People who fall into this category typically undergo chemotherapy, receive an organ or bone marrow transplant, or take immunosuppressive drugs, Arias said.

In this situation, “infection present [with] flu-like symptoms but eventually progress to pneumonia,” he said.

He added that the symptoms of pneumonia differ from person to person depending on their degree of immunosuppression. “It could be a lot of [coughing] to a more severe presentation where the respiratory status is affected”, which means that the infected person has difficulty breathing.

People at high risk of developing serious illness who notice these dangerous symptoms are those who go to the hospital for treatment, he noted.

He pointed out that even if you don’t have cancer or are not an organ transplant recipient, common chronic conditions like diabetes, advanced heart disease and COPD can still put you at risk. higher risk of developing more severe RSV symptoms.

“Even a mild infection can kind of push you over the edge depending on your physiological reserve,” Arias said. If you have heart or lung problems, RSV could be difficult for your body to deal with and could lead to heart attacks or other problems associated with the stress that respiratory infections put on your body.

Many adults with RSV will have mild symptoms that mimic a sinus infection or a cold.

If you’re an adult with a healthy immune system, you probably don’t have to worry about your own health if you get infected with RSV.

“We have not seen a worrying train of increase in hospitalizations due to RSV in [non-immunocompromised adult] populations,” said Arias. But that doesn’t mean healthy adults don’t get sick and visit their GP.

For adults who are not immunocompromised, symptoms are usually mild and resemble a cold or sinus infection. RSV is an infection of the upper respiratory tract, so Grover says healthy adults can expect symptoms like a runny nose and congestion.

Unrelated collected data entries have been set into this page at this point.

PR #78, opened 2017-03-16
ui: fixes part2

MaximilianMeister:


app/views/devise/registrations/new.html.slim
```diff
@@ -18,7 +18,7 @@
       .form-group
         = f.email_field :email, autofocus: true, class: 'form-control', placeholder: 'Introduce your Email', required: true
       .form-group
-        = f.password_field :password, class: 'form-control', placeholder: 'Select your password (8 characters min.)', required: true
+        = f.password_field :password, class: 'form-control', pattern: "^[a-zA-Z0-9]{#{Devise.password_length.begin},#{Devise.password_length.end}}$", placeholder: "Select your password (#{Devise.password_length.begin} characters min.)", required: true
```
mssola: `[a-zA-Z0-9]` Why are other characters not allowed ?

MaximilianMeister: no specific reason, that's just a suggestion, should we restrict this or not?

mssola: Not in my opinion, but I'd like to hear from others.

MaximilianMeister: i think if there's no restriction from the back-end side, it's better to not restrict here either

jimmykarily:
Css is broken:

selection_004

jimmykarily:
Also I get no flash message at all in the registration page (e.g. when I enter 2 different passwords and submit).

app/views/devise/registrations/new.html.slim
ereslibre: I would not restrict password allowed symbols at all, I am all in for enforcing a minimum length, but characters should be any. Here is an example: http://html5pattern.com/Passwords (`(?=^.{8,}$)((?=.*\d)|(?=.*\W+))(?![.\n])(?=.*[A-Z])(?=.*[a-z]).*$`). Something similar to that?

MaximilianMeister:
> Css is broken

fixed

jimmykarily:
selection_006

Adults should also watch for shortness of breath, chest pain and inability to breathe deeply, which are also common signs of RSV, she said. Additionally, healthy adults can expect a mild fever, sore throat, and cough, according to the Mayo Clinic.

Those most at risk of developing severe RSV are immunocompromised adults, the elderly, and young children.  For other people, it will probably look like a normal upper respiratory infection.

FG Commerce via Getty Images

Those most at risk of developing severe RSV are immunocompromised adults, the elderly, and young children. For other people, it will probably look like a normal upper respiratory infection.

In general, adults with a healthy immune system are able to “fight” this virus, but that does not stop transmission.

Adults who are not immunocompromised can “fight off” this virus due to their strong immune systems, so symptoms will more than likely be quite mild.

But, as COVID-19 shows, “a sniff for you might be OK, but [if spread], it could literally kill the little one and the old person,” Grover said. This is especially the case for adults who may be caregivers or relatives of children or people with weakened immune systems.

Grover and Arias both said that to protect yourself and others, you should wear a mask in crowded spaces, stay home if you’re sick, practice good hand hygiene, and make sure you’re up to date on your COVID-19 vaccination, especially with the new COVID-19 bivalent booster, and you have had your flu shot.

There is no vaccine for RSV, although there are currently vaccines in development.

Arias noted that getting tested if you have symptoms is also a good idea, as it can determine the type of virus you have and the best treatment plan. There’s a three-in-one test that checks for influenza, RSV, and COVID-19.

It pays to be careful because three highly contagious and potentially deadly viruses spread so quickly. And in terms of RSV, “frankly right now I would consider everyone a carrier,” Grover said.